Zero-day breaches represent one of the most daunting challenges in cybersecurity. These vulnerabilities, unknown to publishers and therefore unpatched, offer attackers an opportunity to infiltrate systems before patches and defensive measures are deployed. What if AI could help developers spot them before cyberattackers get a hold of them?
We know that AI, via LLM models, is proving increasingly useful for coding and for assisting developers not only in writing lines of code, but also in finding potential bugs.
What if AI could also be trained and used to automatically detect zero-day flaws in existing codes? This is the question that Google’s Big Sleep team, in collaboration with Google DeepMind, wanted to answer. In a scientific report, she has just demonstrated the full potential of AI in this area by discovering a new vulnerability in SQLite, a widely used open source database.
Resulting from the evolution of the Naptime project, the Big Sleep team has in fact developed an AI agent capable of assisting security researchers in detecting vulnerabilities. Last October, this agent identified an exploitable security vulnerability in SQLite, involving a stack buffer underflow. This discovery is all the more remarkable as it was made before the official release of the affected code, thus avoiding any impact on users.
AI methodology and approach
The success of the Big Sleep agent relies on the use of large language models (LLM) to analyze source code and identify patterns that may contain vulnerabilities.
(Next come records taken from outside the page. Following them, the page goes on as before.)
PR #7178, opened 2025-09-17
[autorevert] Remove legacy entry point and fix bugs on ci entry

jeanschmidt:
Main entry point had some strange references to past autorevert code that could not be reached.

And there is no point of using the old version of the code, so, to start the cleanup I am fixing bugs on entrypoint and removing the references to it.


izaitsevfb (approved):

izaitsevfb:
the idea behind the flag to preserve the ability to run both versions side by side. but I'm ok to remove the old code

jeanschmidt:
I don't see why we would want to do that. I rather have a simpler codebase.

PR #7181, opened 2025-09-17
[HUD] Create a vLLM S3 profiling traces table to vLLM benchmark dashboard

namanlalitnyu:
## Summary of the changes
- Create a table in the vLLM Benchmark dashboard page to show the vLLM Profiling traces.
- Add an API endpoint that aggregates vLLM profiling artifacts from the public S3 bucket for the past six months
- Create a hook and table component to display downloadable artifact links.
- Render the artifact table when visiting the vLLM benchmark dashboard
- Make it generic enough to be leveraged by different repositories in future.

## Next steps:
- Update the S3 path in the vllm-profiling.yml workflow to have model_name from the S3 path.
- Implement the changes in the HUD Dashboard, along with lookback changes.

## Testing
- Verified from the Dashboard that we are able to see the profiling traces from vLLM for only facebook model. ([link](https://torchci-he8ogke1w-fbopensource.vercel.app/benchmark/llms?startTime=Thu%2C%2011%20Sep%202025%2019%3A52%3A13%20GMT&stopTime=Thu%2C%2018%20Sep%202025%2019%3A52%3A13%20GMT&granularity=day&lBranch=main&lCommit=79ac59f32e5e04b1da606ce4bdad14cadb0075d6&rBranch=main&rCommit=dc3405936090f5c964a5b38c9de8c8400f01541c&repoName=vllm-project%2Fvllm&benchmarkName=&modelName=facebook%2Fopt-125m&backendName=All%20Backends&modeName=All%20Modes&dtypeName=All%20DType&deviceName=All%20Devices&archName=All%20Platforms))
Screenshot 2025-09-18 at 12 51 30 PM

- For other models and repositories, we won't be seeing this table.


torchci/pages/api/artifacts/index.ts
```diff
@@ -0,0 +1,167 @@
+import dayjs from "dayjs";
+import type { NextApiRequest, NextApiResponse } from "next";
+
+const S3_BASE_URL =
+  process.env.GITHUB_ARTIFACTS_S3_URL ??
+  "https://gha-artifacts.s3.us-east-1.amazonaws.com"; //TODO: remove this once updated as the env variable
```
namanlalitnyu, line 6: Once this variable is added to the place where we have remaining environment variables, we can remove this default value to empty string ("").

linzebing:
Great job!! Two small comments:
1. Maybe we only show traces when the model `facebook_opt_125m` is selected.
2. What's the difference between `vllm.pt.trace.json.gz` and `vllm.async_llm.pt.trace.json.gz`?

namanlalitnyu:
> Great job!! Two small comments:
> 
> 1. Maybe we only show traces when the model `facebook_opt_125m` is selected.
> 2. What's the difference between `vllm.pt.trace.json.gz` and `vllm.async_llm.pt.trace.json.gz`?

Thanks for the comments.
1. Agreed, I think that would be better. I can try to see if we can show the traces only for when the model is selected, as the naming convention for the models is different between what we receive from S3 and what we get from clickhouse database.
2. vLLM generates two profiling trace files because it uses both the synchronous LLMEngine and the asynchronous AsyncLLMEngine internally. The standard trace (e.g., trace.json) corresponds to the main engine, while the .async_llm extension (e.g., trace.async_llm.json) is for the asynchronous engine handling concurrent requests. Actually, this is expected behavior and allows us to analyze both synchronous and asynchronous execution paths separately.

linzebing:
> naming convention for the models is different

I'm OK with using a hardcoded mapping for now.

namanlalitnyu:
> I'm OK with using a hardcoded mapping for now.

Added support for only showing this table for "facebook" model as of now.

torchci/components/benchmark/llms/components/VllmArtifactsTable.tsx
```diff
@@ -0,0 +1,120 @@
...
+}: VllmArtifactsTableProps) {
+  const { data, error } = useArtifacts({
+    prefix: "vllm-project/vllm/",
+  });
+
+  // TODO: Currently, we only support vLLM traces for opt-125m.
+  // In the future, we should refactor this to support any model.
+  if (selectedModelName !== "facebook/opt-125m") {
+    return null;
+  }
```
namanlalitnyu, line 79: Currently, we are only showing this table for facebook/opt-125m model, and don't want to render this for other models.

linzebing (approved):

torchci/pages/api/artifacts/index.ts
huydhn: This link was fixed since the beginning a long time ago, so maybe you could just hardcode the link.  I don't think it will ever change

torchci/components/benchmark/llms/components/VllmArtifactsTable.tsx
huydhn: IMO, we should only show the artifact when the `selectedModelName` is set.  Now I see this preview, could we have the model name in the prefix too?  It makes little sense to show all traces from different models on the dashboard because there could be many of them, so filtered by model name is a nice feature.  I suspect that you might need to tweak the upload a bit to add the model name earlier in the path, i.e. `https://gha-artifacts.s3.us-east-1.amazonaws.com/2025-09-17/vllm-project/vllm/ca2d1925ef5ad309061c2d5dd9a1e409c5ca28ee/17788403923/profiling/facebook_opt_125m_tp1_random/vllm.pt.trace.json.gz` becomes `https://gha-artifacts.s3.us-east-1.amazonaws.com/2025-09-17/vllm-project/vllm/>>>facebook_opt_125m<<</ca2d1925ef5ad309061c2d5dd9a1e409c5ca28ee/17788403923/profiling/facebook_opt_125m_tp1_random/vllm.pt.trace.json.gz`

torchci/pages/api/artifacts/index.ts
namanlalitnyu: Sure, I updated this to be hardcoded url.

linzebing (approved):

torchci/components/benchmark/llms/components/VllmArtifactsTable.tsx
namanlalitnyu: Agreed. I will prepare a quick fix for this in the vllm-profiling.yml workflow file, get those changes merged. And, then create a new PR from this, to have the model name being used from the prefix.

huydhn (approved):

torchci/components/benchmark/llms/components/VllmArtifactsTable.tsx
```diff
@@ -0,0 +1,120 @@
...
+
+type VllmArtifactsTableProps = {
+  selectedModelName: string;
+};
+
+export function VllmArtifactsTable({
+  selectedModelName,
+}: VllmArtifactsTableProps) {
+  const { data, error } = useArtifacts({
+    prefix: "vllm-project/vllm/",
```
huydhn, line 72: Hmm, I think we should set the lookback period here to match the time range from the dashboard, for example, if the dashboard selects last 14 days, show only traces from the last 14 days

namanlalitnyu: That is a good point actually. I'll try to add this check as well.

PR #7184, opened 2025-09-18
Add TimeSeriesComparisonTable

yangw-dev:


yangw-dev:
@huydhn 
the customized rendering for the tabl and chart (such as add unit, render diffrent fields) will come after.
right now i'm mainly focus on data side of rendering, and the interaction behaviour

huydhn (approved):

Rather than searching for vulnerabilities randomly, the agent focuses on analyzing variants of already known vulnerabilities, a method called “variant analysis.” By providing information about recent patches or code changes, the agent can target areas that may contain similar vulnerabilities that have not yet been patched.
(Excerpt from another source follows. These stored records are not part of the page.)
PR #7192, opened 2025-09-19
Extend Dr.CI API to support meta-pytorch org

ZainRizvi:
Goal: Makes Dr. CI work across both pytorch and meta-pytorch orgs

Fixes:
- Update workflow to include org parameter for each repository
- Dr.CI API replaces hardcoded OWNER references with inputted org (pytorch/meta-pytorch only)

### DIFF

This approach is very effective in detecting vulnerabilities that traditional techniques, such as fuzzing, do not always succeed in identifying. As a reminder, fuzzing consists of injecting random data to cause errors. The problem with this approach is that it lacks subtlety and therefore misses many vulnerabilities. AI, on the other hand, can analyze code with deep contextual understanding, spotting vulnerabilities that are difficult to detect by conventional means.
Impact et perspectives
In other words, AI is poised to be a game changer in the fight against software vulnerabilities and zero-day flaws. By identifying them before the code is even released, defenders get a head start on attackers, reversing the usual dynamic. Assuming, of course, that this AI is used upstream of any deployment and by “good guys”, because it could also allow cyberattackers to analyze all current open source codes to find Zero Day flaws. It is therefore unlikely that Big Sleep will be made available to everyone in the near future.
Of course, Big Sleep is only an experimental project at the moment. But it paves the way for increased use of AI to strengthen software security at a time when CISOs and CIOs are fed up with the exponential growth of software vulnerabilities which makes patch management more more unmanageable on a daily basis and multiplies the entry routes into information systems.